- Your instructions
Your answer should hold each line of the material that contains the word "equals".
Segment Start: Study material
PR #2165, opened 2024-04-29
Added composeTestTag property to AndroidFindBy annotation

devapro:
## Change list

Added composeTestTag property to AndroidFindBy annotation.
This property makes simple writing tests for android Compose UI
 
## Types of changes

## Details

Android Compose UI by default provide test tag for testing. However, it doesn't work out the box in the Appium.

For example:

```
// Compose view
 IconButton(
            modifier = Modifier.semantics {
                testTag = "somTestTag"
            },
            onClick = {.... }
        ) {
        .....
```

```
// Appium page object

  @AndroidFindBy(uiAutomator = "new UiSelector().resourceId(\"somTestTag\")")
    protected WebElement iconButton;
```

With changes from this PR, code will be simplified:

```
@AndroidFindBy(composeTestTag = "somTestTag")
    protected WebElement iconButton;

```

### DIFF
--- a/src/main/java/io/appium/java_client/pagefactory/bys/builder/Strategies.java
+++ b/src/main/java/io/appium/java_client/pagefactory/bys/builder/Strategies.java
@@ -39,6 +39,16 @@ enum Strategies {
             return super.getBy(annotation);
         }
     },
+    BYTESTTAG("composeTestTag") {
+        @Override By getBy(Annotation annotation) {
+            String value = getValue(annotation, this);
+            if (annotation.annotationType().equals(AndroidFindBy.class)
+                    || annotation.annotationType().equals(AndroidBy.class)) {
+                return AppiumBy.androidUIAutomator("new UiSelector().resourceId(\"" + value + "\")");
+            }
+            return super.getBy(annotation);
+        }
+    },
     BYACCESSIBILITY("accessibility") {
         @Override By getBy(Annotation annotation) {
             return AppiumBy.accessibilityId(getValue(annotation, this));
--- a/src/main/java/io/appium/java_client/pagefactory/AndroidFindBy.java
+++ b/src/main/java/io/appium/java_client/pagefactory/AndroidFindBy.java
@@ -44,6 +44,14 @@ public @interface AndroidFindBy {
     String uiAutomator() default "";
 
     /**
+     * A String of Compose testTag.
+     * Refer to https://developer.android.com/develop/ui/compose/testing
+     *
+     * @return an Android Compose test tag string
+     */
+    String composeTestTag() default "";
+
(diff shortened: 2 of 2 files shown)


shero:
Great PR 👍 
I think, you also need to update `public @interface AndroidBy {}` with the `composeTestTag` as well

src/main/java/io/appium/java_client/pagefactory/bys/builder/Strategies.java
Segment End: Study material
Segment Start: Study material
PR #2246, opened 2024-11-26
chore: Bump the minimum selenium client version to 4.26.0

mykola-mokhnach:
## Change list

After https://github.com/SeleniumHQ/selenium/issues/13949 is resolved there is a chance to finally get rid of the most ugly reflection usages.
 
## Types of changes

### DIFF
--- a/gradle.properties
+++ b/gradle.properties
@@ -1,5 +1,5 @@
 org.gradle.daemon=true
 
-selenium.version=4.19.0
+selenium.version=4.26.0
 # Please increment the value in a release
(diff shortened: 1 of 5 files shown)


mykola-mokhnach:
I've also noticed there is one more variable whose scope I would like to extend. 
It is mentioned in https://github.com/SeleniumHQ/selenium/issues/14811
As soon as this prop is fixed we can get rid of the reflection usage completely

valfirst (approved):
Segment End: Study material
Segment Start: Study material
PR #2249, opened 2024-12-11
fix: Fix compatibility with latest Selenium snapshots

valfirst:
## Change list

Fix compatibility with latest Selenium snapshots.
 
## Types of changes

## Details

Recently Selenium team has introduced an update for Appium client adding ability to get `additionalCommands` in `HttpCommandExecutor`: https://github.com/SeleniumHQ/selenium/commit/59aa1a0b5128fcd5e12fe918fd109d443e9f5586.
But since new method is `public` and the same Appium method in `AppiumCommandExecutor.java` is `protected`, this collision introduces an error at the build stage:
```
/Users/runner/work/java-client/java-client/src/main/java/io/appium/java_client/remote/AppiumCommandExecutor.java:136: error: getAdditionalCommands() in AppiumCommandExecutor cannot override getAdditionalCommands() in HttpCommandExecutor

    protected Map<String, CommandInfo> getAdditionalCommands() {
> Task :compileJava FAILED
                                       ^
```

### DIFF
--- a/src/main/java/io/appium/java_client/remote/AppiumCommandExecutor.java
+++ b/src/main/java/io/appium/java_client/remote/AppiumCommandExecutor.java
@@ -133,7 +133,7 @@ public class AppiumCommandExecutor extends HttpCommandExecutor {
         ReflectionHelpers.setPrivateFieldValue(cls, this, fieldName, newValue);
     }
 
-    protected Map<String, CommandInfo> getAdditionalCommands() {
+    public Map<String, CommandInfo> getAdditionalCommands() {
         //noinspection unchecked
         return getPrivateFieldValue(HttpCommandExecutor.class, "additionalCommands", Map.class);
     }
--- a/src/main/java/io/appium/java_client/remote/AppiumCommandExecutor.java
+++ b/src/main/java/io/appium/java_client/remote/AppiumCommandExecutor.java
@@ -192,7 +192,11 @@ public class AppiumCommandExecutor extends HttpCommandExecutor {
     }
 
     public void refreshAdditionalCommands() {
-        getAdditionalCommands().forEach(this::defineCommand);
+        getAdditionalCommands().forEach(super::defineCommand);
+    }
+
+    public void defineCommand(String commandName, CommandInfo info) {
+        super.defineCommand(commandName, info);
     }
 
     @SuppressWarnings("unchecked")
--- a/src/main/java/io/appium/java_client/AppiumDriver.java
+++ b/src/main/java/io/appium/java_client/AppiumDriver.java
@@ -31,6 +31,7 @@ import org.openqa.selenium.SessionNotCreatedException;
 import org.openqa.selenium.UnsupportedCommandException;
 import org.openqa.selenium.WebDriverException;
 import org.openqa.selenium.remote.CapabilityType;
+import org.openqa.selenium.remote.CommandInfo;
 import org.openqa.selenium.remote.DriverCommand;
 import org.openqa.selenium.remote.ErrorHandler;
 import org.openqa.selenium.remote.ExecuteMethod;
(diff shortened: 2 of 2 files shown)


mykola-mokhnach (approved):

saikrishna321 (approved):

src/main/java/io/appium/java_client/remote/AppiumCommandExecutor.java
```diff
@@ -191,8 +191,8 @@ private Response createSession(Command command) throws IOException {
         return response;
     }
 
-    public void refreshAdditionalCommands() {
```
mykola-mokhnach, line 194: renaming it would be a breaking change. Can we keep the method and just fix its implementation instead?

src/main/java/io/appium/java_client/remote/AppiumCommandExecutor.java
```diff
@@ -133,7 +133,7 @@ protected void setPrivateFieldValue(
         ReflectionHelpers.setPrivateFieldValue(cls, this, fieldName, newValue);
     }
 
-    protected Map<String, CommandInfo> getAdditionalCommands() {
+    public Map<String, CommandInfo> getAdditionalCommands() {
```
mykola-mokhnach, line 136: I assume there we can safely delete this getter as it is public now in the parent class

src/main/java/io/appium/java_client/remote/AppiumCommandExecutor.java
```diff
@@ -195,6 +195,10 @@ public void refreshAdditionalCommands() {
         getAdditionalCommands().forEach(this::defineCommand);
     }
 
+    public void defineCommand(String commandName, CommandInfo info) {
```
Segment End: Study material
- Problem solution
+            if (annotation.annotationType().equals(AndroidFindBy.class)
+                    || annotation.annotationType().equals(AndroidBy.class)) {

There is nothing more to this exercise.